TASK GOAL: Return exactly the span of lines in the following data that opens with the line containing "Could we just" and closes with the line containing "on debian/ubuntu echo is located at /bin/echo". Include nothing else.

Saved entries:
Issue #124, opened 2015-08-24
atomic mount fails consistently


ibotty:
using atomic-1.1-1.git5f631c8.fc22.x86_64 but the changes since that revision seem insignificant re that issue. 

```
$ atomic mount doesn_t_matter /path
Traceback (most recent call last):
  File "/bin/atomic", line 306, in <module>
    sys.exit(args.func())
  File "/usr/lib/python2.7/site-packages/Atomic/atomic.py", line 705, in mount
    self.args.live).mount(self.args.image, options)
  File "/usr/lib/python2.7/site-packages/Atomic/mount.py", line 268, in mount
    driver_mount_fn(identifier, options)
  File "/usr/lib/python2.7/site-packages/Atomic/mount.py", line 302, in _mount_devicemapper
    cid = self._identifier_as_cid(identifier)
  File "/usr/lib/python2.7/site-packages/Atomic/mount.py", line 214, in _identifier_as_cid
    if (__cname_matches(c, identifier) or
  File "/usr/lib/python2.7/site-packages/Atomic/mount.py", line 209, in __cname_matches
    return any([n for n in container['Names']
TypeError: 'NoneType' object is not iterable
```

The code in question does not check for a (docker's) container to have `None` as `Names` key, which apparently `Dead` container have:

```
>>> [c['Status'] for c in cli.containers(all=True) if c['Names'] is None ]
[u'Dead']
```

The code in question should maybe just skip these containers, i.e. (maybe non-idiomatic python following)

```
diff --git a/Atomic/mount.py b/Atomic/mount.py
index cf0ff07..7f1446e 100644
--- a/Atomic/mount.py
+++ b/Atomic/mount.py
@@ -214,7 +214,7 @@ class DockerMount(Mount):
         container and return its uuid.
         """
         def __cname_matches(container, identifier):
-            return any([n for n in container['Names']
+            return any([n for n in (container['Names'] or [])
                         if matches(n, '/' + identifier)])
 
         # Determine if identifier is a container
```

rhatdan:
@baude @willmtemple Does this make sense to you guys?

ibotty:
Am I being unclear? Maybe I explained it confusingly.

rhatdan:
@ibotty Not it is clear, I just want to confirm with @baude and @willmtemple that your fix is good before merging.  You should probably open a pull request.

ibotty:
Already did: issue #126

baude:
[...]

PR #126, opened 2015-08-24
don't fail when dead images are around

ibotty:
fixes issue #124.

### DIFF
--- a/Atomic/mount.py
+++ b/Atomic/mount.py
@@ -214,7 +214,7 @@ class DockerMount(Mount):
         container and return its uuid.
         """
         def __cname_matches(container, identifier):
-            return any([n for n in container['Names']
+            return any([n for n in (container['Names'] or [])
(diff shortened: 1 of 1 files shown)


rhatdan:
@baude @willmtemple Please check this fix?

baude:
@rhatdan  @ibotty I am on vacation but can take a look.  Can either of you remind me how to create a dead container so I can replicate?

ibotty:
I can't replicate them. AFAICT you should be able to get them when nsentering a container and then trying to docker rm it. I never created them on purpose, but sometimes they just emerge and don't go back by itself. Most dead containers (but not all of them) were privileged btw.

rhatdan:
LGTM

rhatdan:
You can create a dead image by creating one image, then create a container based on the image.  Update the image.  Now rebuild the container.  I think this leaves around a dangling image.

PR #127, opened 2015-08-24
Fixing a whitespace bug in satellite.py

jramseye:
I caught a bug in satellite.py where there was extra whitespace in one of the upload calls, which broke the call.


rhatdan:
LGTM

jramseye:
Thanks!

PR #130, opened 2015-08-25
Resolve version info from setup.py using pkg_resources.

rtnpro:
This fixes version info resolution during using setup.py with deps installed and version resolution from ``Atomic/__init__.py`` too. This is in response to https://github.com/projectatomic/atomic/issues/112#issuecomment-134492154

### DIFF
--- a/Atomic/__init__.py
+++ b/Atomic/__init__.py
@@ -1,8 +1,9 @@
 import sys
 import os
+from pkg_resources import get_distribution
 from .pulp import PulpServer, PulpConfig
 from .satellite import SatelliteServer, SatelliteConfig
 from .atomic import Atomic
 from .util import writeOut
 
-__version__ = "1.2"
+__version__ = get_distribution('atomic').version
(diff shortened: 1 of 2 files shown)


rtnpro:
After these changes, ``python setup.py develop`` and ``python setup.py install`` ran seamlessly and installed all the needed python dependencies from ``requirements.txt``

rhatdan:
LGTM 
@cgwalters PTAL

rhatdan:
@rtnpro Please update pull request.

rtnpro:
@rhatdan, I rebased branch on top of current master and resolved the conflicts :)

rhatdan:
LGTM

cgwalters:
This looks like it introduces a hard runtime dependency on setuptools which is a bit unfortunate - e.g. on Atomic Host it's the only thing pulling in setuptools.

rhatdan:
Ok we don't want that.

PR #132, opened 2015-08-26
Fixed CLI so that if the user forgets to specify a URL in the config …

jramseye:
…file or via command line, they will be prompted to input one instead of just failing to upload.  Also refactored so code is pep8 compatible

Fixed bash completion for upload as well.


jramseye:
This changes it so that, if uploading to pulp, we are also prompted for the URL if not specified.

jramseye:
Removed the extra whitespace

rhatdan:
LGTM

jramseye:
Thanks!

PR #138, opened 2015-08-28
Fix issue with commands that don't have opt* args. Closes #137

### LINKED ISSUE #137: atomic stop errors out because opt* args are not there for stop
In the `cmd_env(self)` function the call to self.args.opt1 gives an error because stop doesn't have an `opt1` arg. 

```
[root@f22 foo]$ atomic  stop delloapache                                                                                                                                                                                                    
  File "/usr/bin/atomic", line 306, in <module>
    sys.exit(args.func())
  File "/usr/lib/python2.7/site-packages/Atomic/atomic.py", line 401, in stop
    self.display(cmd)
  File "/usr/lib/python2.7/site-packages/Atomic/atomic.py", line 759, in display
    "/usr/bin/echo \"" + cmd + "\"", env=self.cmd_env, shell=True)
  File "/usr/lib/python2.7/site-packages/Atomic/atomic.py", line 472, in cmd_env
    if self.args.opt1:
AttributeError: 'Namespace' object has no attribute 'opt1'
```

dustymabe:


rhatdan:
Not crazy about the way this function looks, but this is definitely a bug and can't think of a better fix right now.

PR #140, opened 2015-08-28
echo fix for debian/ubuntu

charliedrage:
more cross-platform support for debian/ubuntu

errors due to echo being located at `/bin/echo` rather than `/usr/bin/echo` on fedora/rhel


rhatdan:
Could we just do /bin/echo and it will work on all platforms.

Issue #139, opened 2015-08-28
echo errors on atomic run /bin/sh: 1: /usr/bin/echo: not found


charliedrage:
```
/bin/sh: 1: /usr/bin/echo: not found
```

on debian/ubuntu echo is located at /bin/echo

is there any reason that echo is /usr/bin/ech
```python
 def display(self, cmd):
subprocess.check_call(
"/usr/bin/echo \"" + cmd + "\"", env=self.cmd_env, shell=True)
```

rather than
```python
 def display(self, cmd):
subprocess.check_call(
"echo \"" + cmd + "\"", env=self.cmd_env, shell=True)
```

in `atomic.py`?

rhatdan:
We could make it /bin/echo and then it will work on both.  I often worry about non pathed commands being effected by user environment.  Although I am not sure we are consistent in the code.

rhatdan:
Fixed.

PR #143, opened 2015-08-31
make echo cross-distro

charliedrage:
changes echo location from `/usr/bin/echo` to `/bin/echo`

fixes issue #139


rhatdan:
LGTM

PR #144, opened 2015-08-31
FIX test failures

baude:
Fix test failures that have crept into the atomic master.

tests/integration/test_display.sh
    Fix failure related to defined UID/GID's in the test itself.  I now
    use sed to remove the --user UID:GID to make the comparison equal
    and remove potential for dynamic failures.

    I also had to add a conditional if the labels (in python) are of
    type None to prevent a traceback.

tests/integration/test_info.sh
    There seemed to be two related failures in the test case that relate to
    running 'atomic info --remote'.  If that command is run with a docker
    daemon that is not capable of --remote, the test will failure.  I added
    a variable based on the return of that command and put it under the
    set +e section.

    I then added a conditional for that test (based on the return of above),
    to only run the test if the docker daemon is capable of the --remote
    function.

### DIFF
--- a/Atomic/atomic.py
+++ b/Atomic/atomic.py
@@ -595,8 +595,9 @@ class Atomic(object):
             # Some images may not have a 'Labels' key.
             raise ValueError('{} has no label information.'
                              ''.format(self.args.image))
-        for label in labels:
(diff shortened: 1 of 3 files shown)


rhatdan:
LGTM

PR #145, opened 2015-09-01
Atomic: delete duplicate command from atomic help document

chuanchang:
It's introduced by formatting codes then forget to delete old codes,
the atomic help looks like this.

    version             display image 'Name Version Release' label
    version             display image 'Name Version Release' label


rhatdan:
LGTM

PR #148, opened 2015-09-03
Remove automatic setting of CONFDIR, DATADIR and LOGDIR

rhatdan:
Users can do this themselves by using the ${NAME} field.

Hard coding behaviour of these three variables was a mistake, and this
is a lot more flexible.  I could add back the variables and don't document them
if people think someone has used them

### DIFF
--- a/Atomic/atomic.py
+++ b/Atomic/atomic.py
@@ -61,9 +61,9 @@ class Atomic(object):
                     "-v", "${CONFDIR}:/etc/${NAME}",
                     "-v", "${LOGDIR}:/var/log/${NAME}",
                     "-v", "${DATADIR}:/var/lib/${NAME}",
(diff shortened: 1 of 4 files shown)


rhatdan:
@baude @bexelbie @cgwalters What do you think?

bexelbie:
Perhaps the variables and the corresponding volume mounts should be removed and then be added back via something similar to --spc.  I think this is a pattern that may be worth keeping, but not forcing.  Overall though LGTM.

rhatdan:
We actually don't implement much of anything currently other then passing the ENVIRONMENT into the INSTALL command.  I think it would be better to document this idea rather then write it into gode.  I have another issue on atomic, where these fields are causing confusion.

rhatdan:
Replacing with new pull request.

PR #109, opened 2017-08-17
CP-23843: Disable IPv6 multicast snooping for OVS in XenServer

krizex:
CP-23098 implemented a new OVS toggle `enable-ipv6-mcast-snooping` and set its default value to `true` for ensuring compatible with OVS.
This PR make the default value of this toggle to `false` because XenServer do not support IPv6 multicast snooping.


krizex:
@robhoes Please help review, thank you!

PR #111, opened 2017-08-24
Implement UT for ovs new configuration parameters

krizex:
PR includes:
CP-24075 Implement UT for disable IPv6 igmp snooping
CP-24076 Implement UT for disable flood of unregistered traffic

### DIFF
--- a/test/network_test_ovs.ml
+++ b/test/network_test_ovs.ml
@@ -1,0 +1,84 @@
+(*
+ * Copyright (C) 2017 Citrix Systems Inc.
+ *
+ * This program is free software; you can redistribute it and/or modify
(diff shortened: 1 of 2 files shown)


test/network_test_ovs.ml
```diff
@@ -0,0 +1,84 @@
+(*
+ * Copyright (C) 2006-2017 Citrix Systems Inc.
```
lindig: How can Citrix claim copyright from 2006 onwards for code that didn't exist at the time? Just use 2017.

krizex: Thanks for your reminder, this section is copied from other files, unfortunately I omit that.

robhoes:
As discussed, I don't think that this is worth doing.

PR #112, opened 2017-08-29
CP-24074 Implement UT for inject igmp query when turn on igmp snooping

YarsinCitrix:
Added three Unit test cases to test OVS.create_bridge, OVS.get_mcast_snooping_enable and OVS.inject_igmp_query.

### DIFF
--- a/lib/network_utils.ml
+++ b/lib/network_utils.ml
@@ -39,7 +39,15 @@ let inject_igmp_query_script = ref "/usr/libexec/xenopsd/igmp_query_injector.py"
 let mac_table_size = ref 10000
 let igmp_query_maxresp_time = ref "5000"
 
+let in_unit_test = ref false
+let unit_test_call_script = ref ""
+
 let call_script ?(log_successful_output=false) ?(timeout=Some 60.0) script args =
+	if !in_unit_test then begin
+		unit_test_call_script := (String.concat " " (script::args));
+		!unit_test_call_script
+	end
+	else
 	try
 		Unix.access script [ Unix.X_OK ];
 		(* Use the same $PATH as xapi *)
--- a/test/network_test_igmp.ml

TASK RESULT:
Could we just do /bin/echo and it will work on all platforms.

Issue #139, opened 2015-08-28
echo errors on atomic run /bin/sh: 1: /usr/bin/echo: not found


charliedrage:
```
/bin/sh: 1: /usr/bin/echo: not found
```

on debian/ubuntu echo is located at /bin/echo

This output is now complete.